Angel Caputi, Senior Scientist und Leiter der Abteilung für integrative und computergestützte Neurowissenschaften am Institut für biologische Forschung „Clement Estable“ in Uruguay, erklärt.
Der Zitteraal erzeugt große elektrische Ströme mit Hilfe eines hochspezialisierten Nervensystems, das in der Lage ist, die Aktivität von scheibenförmigen, stromproduzierenden Zellen zu synchronisieren, die in einem spezialisierten elektrischen Organ verpackt sind. Das Nervensystem tut dies durch einen Befehlskern, der entscheidet, wann das elektrische Organ feuern wird. Wenn der Befehl gegeben wird, sorgt eine komplexe Anordnung von Nerven dafür, dass die Tausenden von Zellen auf einmal aktiviert werden, egal wie weit sie vom Befehlskern entfernt sind.
Jede elektrogene Zelle trägt an ihrer Außenseite eine negative Ladung von etwas weniger als 100 Millivolt im Vergleich zu ihrer Innenseite. Wenn das Befehlssignal eintrifft, schüttet das Nerventerminal einen winzigen Schwall Acetylcholin, einen Neurotransmitter, aus. Dadurch entsteht ein transienter Pfad mit geringem elektrischem Widerstand, der die Innen- und Außenseite einer Seite der Zelle verbindet. So verhält sich jede Zelle wie eine Batterie, wobei die aktivierte Seite eine negative Ladung trägt und die gegenüberliegende Seite eine positive.
Da die Zellen innerhalb des elektrischen Organs wie eine Reihe von in einer Taschenlampe gestapelten Batterien angeordnet sind, „schockt“ der von einer aktivierten Zelle erzeugte Strom jeden inaktiven Nachbarn und setzt eine Aktivierungslawine in Gang, die in nur etwa zwei Millisekunden ihren Lauf nimmt. Dieses praktisch gleichzeitige Anlaufen erzeugt einen kurzlebigen Strom, der entlang des Körpers des Aals fließt. Würde der Aal in der Luft leben, könnte der Strom bis zu einem Ampere betragen, was den Körper des Tieres in das Äquivalent einer 500-Volt-Batterie verwandeln würde. Aber Aale leben im Wasser, das zusätzliche Abgänge für den Strom bietet. Sie erzeugen also eine größere Spannung, aber einen geteilten und damit verminderten Strom.

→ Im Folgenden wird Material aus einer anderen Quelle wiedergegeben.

PR #1857, opened 2019-04-10
Add questions summary for AFA, plus PDF download

mattandrews:
image

Also downloads a basically-formatted PDF which looks like this:

image

I'm curious about how performant the PDF rendering will be on a real server (takes a few seconds locally) and whether it puts much strain on the server. If it does, we could explore pre-rendering this PDF when deploying, as it's not dynamic (eg. contains no user data). Thoughts welcome!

So weit ich weiß, gibt es keine spezifischen Studien darüber, warum Aale andere Tiere schocken können, ohne sich selbst zu schocken, aber eine mögliche Erklärung könnte sein, dass die Schwere eines elektrischen Schocks von der Menge und Dauer des Stroms abhängt, der durch einen bestimmten Bereich des Körpers fließt. Zum Vergleich: Der Körper eines Aals hat ungefähr die gleichen Abmessungen wie der Arm eines erwachsenen Menschen. Um einen Arm zu verkrampfen, müssen 50 Millisekunden lang 200 Milliampere Strom in ihn fließen. Ein Aal erzeugt viel weniger Energie als das, weil sein Strom nur 2 Millisekunden lang fließt. Zusätzlich wird ein großer Teil des Stroms durch die Haut ins Wasser abgeleitet. In der Nähe von inneren Strukturen wie dem zentralen Nervensystem oder dem Herzen wird die Strömung dadurch wahrscheinlich noch stärker reduziert.
Natürlich ist der Strom, der von einer kleinen Beute aufgenommen wird, auch nur ein kleiner Teil des Gesamtstroms, den der Aal erzeugt. Dennoch ist der Strom, der in ihre kleineren Körper eingeleitet wird, proportional viel größer. Zum Beispiel ist ein Beutetier, das 10-mal kleiner als ein Aal ist, etwa 1.000-mal kleiner im Volumen. Daher werden die kleinen Tiere in der Nähe des Aals geschockt, und nicht der entladende Aal selbst.